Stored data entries
>>>

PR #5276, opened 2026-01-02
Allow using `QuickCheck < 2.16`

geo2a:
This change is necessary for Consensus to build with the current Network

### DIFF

<<<
>>>

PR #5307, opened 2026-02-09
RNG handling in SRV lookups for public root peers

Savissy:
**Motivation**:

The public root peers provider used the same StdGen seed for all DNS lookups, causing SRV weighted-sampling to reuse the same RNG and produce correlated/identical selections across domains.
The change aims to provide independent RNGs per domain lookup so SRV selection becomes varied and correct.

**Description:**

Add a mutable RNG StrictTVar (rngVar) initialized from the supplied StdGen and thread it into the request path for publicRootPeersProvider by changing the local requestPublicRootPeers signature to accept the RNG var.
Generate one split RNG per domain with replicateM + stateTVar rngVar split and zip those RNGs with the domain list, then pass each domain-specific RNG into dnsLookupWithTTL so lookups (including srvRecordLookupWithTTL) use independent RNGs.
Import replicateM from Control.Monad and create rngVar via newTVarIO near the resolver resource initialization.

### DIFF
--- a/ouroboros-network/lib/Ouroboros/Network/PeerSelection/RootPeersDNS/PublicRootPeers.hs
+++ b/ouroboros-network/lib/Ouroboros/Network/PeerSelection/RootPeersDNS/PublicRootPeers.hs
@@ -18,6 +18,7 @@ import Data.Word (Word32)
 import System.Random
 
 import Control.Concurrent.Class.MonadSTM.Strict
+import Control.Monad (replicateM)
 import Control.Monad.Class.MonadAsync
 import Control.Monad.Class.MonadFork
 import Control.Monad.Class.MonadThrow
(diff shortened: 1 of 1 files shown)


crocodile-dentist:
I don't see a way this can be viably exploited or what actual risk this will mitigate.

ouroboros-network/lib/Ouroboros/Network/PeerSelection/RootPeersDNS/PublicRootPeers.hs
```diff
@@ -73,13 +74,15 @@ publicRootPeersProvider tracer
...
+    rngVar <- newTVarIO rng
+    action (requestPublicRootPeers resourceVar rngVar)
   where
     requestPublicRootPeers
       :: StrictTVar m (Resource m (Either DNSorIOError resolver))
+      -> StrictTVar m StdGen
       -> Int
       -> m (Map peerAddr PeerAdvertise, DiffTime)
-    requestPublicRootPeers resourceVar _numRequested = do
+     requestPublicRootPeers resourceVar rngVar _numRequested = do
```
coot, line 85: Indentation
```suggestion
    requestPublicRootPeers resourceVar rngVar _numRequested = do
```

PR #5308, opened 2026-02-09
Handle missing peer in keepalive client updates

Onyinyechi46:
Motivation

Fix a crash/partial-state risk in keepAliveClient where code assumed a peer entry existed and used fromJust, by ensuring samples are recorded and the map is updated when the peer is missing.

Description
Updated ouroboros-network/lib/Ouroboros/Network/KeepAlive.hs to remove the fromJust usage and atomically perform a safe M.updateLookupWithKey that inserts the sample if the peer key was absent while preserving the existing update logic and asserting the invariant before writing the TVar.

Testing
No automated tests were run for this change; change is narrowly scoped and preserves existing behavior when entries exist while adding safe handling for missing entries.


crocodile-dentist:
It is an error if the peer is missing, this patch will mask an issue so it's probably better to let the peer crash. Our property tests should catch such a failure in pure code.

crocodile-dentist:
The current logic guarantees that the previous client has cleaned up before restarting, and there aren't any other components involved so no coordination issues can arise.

<<<
>>>

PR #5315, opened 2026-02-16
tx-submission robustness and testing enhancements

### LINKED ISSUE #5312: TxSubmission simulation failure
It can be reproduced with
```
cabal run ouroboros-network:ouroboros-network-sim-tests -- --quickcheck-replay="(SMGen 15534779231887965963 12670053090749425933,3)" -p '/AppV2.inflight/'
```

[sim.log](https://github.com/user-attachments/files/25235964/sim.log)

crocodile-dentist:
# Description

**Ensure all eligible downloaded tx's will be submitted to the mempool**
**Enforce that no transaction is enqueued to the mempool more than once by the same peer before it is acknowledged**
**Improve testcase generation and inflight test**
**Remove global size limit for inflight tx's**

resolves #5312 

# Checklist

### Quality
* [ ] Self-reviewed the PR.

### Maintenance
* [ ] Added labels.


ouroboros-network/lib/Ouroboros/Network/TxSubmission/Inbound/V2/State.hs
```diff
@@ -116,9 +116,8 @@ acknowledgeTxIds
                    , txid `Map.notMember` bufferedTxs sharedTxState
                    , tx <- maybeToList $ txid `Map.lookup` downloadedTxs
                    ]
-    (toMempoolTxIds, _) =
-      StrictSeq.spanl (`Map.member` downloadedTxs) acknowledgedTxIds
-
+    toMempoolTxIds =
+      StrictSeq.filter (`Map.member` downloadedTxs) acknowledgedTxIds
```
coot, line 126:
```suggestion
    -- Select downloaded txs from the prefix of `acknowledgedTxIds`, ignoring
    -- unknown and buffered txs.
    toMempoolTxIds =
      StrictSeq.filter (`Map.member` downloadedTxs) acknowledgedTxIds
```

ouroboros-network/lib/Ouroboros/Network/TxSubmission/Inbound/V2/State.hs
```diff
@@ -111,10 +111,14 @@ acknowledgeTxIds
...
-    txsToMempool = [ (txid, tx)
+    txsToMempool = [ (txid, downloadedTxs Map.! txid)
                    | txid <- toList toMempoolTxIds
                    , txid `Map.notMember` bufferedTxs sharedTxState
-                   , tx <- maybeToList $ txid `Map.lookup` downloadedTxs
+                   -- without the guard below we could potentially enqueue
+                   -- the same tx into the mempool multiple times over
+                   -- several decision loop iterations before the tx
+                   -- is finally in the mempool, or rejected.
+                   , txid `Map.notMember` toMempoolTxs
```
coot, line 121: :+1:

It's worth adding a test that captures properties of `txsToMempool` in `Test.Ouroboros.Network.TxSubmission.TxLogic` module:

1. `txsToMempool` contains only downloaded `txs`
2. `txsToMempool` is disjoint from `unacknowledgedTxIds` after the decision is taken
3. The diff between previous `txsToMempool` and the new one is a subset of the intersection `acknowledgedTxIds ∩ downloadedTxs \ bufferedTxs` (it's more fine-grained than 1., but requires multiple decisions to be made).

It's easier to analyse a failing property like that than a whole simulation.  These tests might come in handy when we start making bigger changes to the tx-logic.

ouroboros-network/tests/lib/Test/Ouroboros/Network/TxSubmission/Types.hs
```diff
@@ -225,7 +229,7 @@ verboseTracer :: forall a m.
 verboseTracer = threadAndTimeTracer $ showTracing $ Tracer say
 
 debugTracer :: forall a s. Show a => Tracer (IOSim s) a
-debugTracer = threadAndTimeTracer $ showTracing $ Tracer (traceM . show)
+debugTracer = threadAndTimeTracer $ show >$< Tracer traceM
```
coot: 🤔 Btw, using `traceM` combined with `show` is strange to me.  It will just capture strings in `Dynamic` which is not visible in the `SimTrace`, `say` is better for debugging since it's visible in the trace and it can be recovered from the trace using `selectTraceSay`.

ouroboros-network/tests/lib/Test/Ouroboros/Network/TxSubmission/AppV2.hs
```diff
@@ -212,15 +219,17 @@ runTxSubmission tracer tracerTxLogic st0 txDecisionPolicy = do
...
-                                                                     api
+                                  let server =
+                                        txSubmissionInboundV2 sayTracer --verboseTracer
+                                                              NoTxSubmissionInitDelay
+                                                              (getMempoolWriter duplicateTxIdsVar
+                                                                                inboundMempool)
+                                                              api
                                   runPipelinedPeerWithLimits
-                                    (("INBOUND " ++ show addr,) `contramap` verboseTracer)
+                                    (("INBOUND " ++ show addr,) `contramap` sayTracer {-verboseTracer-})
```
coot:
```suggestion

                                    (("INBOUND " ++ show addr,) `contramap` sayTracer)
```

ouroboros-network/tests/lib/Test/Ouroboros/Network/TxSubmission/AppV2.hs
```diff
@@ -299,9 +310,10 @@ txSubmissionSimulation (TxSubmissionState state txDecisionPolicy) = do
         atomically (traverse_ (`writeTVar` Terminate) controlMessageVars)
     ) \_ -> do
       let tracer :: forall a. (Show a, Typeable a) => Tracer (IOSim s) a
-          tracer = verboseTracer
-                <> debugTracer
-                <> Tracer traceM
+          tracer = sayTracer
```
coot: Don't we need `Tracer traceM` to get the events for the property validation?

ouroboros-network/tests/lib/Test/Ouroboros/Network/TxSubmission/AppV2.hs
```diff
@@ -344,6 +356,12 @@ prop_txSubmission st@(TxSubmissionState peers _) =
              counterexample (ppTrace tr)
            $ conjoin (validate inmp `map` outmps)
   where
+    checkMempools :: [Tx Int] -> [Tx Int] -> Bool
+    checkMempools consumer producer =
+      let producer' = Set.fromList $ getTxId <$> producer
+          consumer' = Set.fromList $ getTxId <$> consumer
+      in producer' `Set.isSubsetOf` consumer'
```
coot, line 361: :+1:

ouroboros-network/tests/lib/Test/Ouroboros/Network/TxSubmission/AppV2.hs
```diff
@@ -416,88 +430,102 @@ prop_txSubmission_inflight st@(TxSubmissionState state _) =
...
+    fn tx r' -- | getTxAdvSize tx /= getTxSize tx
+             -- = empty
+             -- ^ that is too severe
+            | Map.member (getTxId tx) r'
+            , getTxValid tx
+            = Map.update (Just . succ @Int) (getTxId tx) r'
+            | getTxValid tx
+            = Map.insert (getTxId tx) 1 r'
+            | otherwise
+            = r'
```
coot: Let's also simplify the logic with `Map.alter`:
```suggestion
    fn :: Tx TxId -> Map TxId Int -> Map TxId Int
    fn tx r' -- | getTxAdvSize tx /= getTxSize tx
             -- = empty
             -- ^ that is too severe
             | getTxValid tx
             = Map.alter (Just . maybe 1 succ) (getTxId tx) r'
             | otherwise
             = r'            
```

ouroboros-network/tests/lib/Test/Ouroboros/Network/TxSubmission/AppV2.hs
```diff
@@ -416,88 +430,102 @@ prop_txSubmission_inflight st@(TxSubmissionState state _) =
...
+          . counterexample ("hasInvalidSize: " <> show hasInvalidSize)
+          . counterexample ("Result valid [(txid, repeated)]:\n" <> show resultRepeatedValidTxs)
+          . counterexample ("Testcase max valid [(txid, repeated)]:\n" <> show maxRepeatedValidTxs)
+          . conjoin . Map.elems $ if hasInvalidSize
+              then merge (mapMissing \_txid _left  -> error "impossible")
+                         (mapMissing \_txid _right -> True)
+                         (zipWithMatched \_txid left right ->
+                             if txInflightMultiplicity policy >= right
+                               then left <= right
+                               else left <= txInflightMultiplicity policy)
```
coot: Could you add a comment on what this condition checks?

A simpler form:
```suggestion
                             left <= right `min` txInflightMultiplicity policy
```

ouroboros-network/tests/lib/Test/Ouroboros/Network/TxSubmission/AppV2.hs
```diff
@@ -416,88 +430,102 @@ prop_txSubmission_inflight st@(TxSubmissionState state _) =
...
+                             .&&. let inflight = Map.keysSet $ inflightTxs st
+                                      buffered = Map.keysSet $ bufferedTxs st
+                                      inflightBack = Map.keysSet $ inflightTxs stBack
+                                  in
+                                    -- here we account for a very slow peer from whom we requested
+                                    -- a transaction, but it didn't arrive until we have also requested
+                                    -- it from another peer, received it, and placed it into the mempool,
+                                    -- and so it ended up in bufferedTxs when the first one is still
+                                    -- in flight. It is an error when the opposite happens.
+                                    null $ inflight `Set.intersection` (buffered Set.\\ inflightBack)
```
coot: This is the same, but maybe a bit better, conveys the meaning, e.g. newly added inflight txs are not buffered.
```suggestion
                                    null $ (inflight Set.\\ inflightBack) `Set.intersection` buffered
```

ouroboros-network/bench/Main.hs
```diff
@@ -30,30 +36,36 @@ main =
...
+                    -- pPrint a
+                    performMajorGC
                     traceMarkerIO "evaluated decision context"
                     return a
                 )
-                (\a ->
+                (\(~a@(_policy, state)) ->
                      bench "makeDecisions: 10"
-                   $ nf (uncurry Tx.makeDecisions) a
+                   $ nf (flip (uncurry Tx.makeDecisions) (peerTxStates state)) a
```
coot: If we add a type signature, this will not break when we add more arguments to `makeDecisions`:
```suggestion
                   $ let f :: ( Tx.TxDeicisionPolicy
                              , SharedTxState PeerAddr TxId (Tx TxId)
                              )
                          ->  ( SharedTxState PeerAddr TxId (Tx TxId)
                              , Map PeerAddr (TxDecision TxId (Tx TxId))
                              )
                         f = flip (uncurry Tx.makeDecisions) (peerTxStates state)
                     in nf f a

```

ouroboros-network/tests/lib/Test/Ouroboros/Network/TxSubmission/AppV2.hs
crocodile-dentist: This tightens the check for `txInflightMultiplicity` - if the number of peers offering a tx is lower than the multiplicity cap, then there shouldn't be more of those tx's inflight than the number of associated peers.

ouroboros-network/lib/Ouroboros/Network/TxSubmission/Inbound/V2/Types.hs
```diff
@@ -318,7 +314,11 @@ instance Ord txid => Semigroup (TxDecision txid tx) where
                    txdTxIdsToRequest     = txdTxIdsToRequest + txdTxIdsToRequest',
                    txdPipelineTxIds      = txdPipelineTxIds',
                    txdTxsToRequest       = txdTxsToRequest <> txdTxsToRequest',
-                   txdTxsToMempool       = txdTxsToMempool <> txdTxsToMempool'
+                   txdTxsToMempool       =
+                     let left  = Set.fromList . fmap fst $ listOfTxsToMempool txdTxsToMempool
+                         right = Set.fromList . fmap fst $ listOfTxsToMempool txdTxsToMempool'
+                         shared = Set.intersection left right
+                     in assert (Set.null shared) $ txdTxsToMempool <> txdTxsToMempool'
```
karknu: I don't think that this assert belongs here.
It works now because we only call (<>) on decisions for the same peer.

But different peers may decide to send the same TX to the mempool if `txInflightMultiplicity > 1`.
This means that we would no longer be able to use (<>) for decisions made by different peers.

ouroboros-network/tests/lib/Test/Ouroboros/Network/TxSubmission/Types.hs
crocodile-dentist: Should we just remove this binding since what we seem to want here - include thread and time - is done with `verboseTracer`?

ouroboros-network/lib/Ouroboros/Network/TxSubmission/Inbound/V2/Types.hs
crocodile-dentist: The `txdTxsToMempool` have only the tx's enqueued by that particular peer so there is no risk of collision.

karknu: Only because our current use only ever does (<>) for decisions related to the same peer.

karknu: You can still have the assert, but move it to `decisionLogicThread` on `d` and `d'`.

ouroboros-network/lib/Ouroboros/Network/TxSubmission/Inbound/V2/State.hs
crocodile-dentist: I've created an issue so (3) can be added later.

<<<

Assignment
In the records above, find every line that contains the word "independent" and copy it.

Result
The change aims to provide independent RNGs per domain lookup so SRV selection becomes varied and correct.
Generate one split RNG per domain with replicateM + stateTVar rngVar split and zip those RNGs with the domain list, then pass each domain-specific RNG into dnsLookupWithTTL so lookups (including srvRecordLookupWithTTL) use independent RNGs.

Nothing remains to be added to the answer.